Thanks for pointing out the relevant issue! Now that I think more about it and following what you mentioned, designing the MolecularForceField as a step before the Interactions
structure makes the code more flexible. Especially since it allows adding interactions on top of an existing force field (pulling simulations, external fields, umbrella sampling, etc.).
@jgreener64 Hi! I just wanted to mention that I've been working on this PR slowly these last two months because it was very hectic for me, but from the 15th of this month, I will be able to resume my previous working rhythm. Bests!
Nice one!
Hi @jgreener64! I'm currently working on improving the Gromacs topology processing pipeline. I've divided it into a lexer and a parser. While working on creating structures for the parser output, I noticed that Martini doesn't utilize all the available fields as listed in the Gromacs documentation. What are your thoughts on incorporating support only for the Gromacs directives and fields that Martini actually uses?
For instance, the Gromacs 'default' directive includes 6 fields, but Martini only makes use of 2 of them.
Given that our primary goal is to support the Martini force field and not the general Gromacs topology format, I believe that this initial implementation should suffice to achieve our objective. We can always consider adding support for additional directives if it's requested or required in the future.
Yes that sounds fine. We do want a path to supporting most things eventually, but it can be progressive. I think impementing what is required for Martini should also provide most/all of what is required for all-atom protein simulation?

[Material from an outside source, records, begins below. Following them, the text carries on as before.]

Issue #1276, opened 2025-06-28
[Bug] Wimp Out/Emergency Exit does not Trigger if a Self-Damage Move is Used Preceding an Enemy's Attack, Triggers on Clangorous Soul and Fillet Away


Snailman11:
### Describe the bug

Currently, wimp out "prevents" proccing from self inflicted HP cuts by returning false if Belly Drum, Substitute, curse or Pain Split was the last move used by the ability holder.

This has a few problems:

Fillet Away and Clangorous Soul are not included, despite being self-HP cutting moves.

The use of getLastXMoves effectively assumes the prior HP cutting move is the thing triggering Wimp Out, which may not be the case! If an HP cut move like Substitute immediately precedes an instance of damage that DOES drop the user below half, wimp out will see the prior substitute and chicken out.

This also causes non-ghost type Curses to block Wimp Out from triggering in the same manner.

- It seems that Wimp Out switching also does not occur despite Substitute not being successfully executed

https://github.com/Despair-Games/poketernity/blob/1850410098bd144c704eb32fa0a002a9d9b93f41/src/data/abilities/ab-attrs/post-damage-force-switch-ab-attr.ts#L52
```
  const forbiddenAttackingMoves = [MoveId.BELLY_DRUM, MoveId.SUBSTITUTE, MoveId.CURSE, MoveId.PAIN_SPLIT];
    if (moveHistory.length > 0) {
      const lastMoveUsed = moveHistory[moveHistory.length - 1];
      if (forbiddenAttackingMoves.includes(lastMoveUsed.move.id)) {
```
Clangorous Soul and Fillet Away might have been oversights.

### Reproduction

Choose Wimpod **and Togepi/other mon**
```
	MOVESET_OVERRIDE: [MoveId.BELLY_DRUM, MoveId.SUBSTITUTE, MoveId.ENDURE, MoveId.SPLASH],

	ENEMY_LEVEL_OVERRIDE: 3,

	ENEMY_MOVESET_OVERRIDE: [MoveId.TACKLE],
```

```
	MOVESET_OVERRIDE: [MoveId.CLANGOROUS_SOUL, MoveId.FILLET_AWAY, MoveId.ENDURE, MoveId.SPLASH],

	ENEMY_LEVEL_OVERRIDE: 3,
	ENEMY_SPECIES_OVERRIDE: SpeciesId.REGIELEKI,
	ENEMY_MOVESET_OVERRIDE: [MoveId.TACKLE],

```

[...]

PR #1348, opened 2025-09-05
refactor: Rewrite force-switch and fleeing logic

innerthunder:

- Some inconsistencies in forced switches between switching moves and Wimp Out/Emergency Exit have been fixed:
  - Dondozo with a Tatsugiri in its mouth via Commander can no longer be forced to switch out or flee under *any* circumstance. If a "commanded" Pokemon with Wimp Out is damaged below half HP, Wimp Out will not activate.
  - ALL Boss Pokemon now cannot be forced to flee (not just Wave X0 bosses). Boss Pokemon can still be forced to switch out if they have a valid and inactive ally.
  - Mystery Encounters that disable fleeing no longer erroneously disable forced switching on enemies.
- Wimp Out and Emergency Exit no longer activate from the source using Clangorous Soul or Fillet Away

Switching moves and Wimp Out et al. used a lot of duplicate code that wasn't properly maintained to be consistent in their effects. These changes centralize the logic for forcing switches and fleeing so that moves, abilities, and future items that apply these effects are easier to maintain.

This is also a partial fix to #1276. However, self-damaging moves still erroneously prevent Wimp Out et al. from activating in some cases.

- Added four new public `BattleScene` methods related to forced switching and fleeing:
  - `canForceSwitchPokemon`
  - `tryForceSwitchPokemon`
  - `canForceFleePokemon`
  - `tryForceFleePokemon`
- Rewrote `ForceSwitchAttr` and `PostDamageForceSwitchAbAttr` to take advantage of the new `BattleScene` methods

## How to test the changes?

`pnpm test[:silent] wimp-out`
`pnpm test[:silent] whirlwind`
`pnpm test[:silent] u-turn` (1 new test)

There are a handful of other existing tests related to forced switching and fleeing, so running `pnpm test:silent` is fairly comprehensive.

## Checklist


src/data/moves/move-attrs/force-switch-out-attr.ts
```diff
@@ -22,239 +19,87 @@ import i18next from "i18next";
...
-          globalScene.redirectPokemonMoves(switchOutTarget, allyPokemon);
-        }
+  /**
+   * Status moves with this effect fail if the effect's target cannot be forced to
+   * switch out or flee, depending on the current {@linkcode BattleType}
+   */
+  public override getCondition(): MoveConditionFunc {
+    return (user, target, move) => {
+      if (move.isAttackMove(user, target)) {
+        return true;
```
DayKev, line 65: According to Bulbapedia, Dragon Tail should fail if it's a wild double battle and there's multiple pokemon on the field, or the user is lower level than the target.

> Dragon Tail inflicts damage and has decreased priority. In a Trainer battle, it will switch out the target to the next Pokémon in line that has not fainted (if there is one). In a wild Pokémon battle with a single wild Pokémon, this move will cause the battle to end if the user's level is equal or greater than the target's; however, if there are multiple wild Pokémon in the battle, it works the same as in a Trainer battle.

innerthunder: Added the level requirement. I don't think the double battle behavior is necessary to replicate since it's from a fairly old gen atp. I'm fine with being able to force Wild Pokemon to flee in any type of battle (aside from the "wild" ME battles).

DayKev: Wdym? It appears to have never changed since it was added in Gen 5 up through Gen 9.

innerthunder: https://bulbapedia.bulbagarden.net/wiki/Wild_Pok%C3%A9mon

Conventional wild double battles haven't appeared since Gen 5. Gen 6/7 had variations of it with horde battles and SOS battles, respectively.

DayKev: Ah, I see. Well, BDSP is technically Gen 8, but I suppose so.

src/battle-scene.ts
```diff
@@ -2842,6 +2845,170 @@ export class BattleScene extends SceneBase {
...
+    const blockedByAbility = new ValueHolder(false);
+    applyAbAttrs<ForceSwitchOutImmunityAbAttr>(AbAttrFlag.FORCE_SWITCH_OUT_IMMUNITY, pokemon, false, blockedByAbility);
+
+    return !(blockedByAbility.value || pokemon.isMax());
+  }
+
+  /**
+   * Forces the active enemy Pokemon at the given battler index to flee.
+   * @param battlerIndex - The {@linkcode FieldBattlerIndex} of the enemy Pokemon to make flee
+   * @param pokemon - The {@linkcode Pokemon} that initiated this effect
```
```suggestion
   * @param source - The {@linkcode Pokemon} that initiated this effect
```

DayKev:
There should probably be some tests added/modified/etc (can look at copying some from https://github.com/pagefaultgames/pokerogue/pull/5825 possibly). The current Wimp Out tests are a bit of a mess iirc.

Other than that lgtm.

test/abilities/wimp-out.test.ts
```diff
@@ -45,80 +46,106 @@ describe("Abilities - Wimp Out", () => {
...
+    game.override //
+      .enemyAbility(AbilityId.WIMP_OUT)
+      .enemyLevel(1)
+      .enemyHealthSegments(2);
 
-    game.move.select(MoveId.SPLASH);
+    await game.classicMode.startBattle(SpeciesId.WIMPOD);
+
+    const enemy = game.field.getEnemyPokemon();
+    game.move.use(MoveId.FALSE_SWIPE);
```
DayKev: False Swipe interacts incorrectly with boss bars atm (the "leave the target at 1 HP" damage reductions happens before boss bars are calculated instead of after) so it's not reliable to use False Swipe in a test involving boss pokemon. Sturdy should be used instead (in this case as the passive since the normal ability needs to be Wimp Out).

test/abilities/wimp-out.test.ts
```diff
@@ -558,8 +559,8 @@ describe("Abilities - Wimp Out", () => {
     await game.phaseInterceptor.to("PostActionPhase");
 
     expect(player1.getHpRatio()).toBeLessThanOrEqual(0.5);
-    expect(game.phaseInterceptor.log).not.toContain("SwitchSummonPhase");
-    expect(enemy1.isActive(true)).toBeTruthy();
-    expect(enemy1.waveData.abilitiesApplied.includes(AbilityId.WIMP_OUT)).toBeFalsy();
+    expect(player1).not.toHaveFainted();
+    expect(player1.isOnField()).toBeTruthy();
+    expect(player1.waveData.abilitiesApplied.includes(AbilityId.WIMP_OUT)).toBeFalsy();
```
DayKev: The enemy Pokémon is the one with Wimp Out in this test, the player's ability was set to No Guard.

DayKev (approved):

I have in mind two possible target systems to use as an example for the membrane barostat:
Each of these examples requires further development:
The easiest one is implementing a MARTINI 3 example. I can work on the required parsers and send a PR. @jgreener64, what do you think?
On the other hand, I am currently using the barostat with my own coarse-grained model. As I mentioned to you before, I am trying to improve it by using Molly's differentiable simulation. I can add an example based on my results after the publication.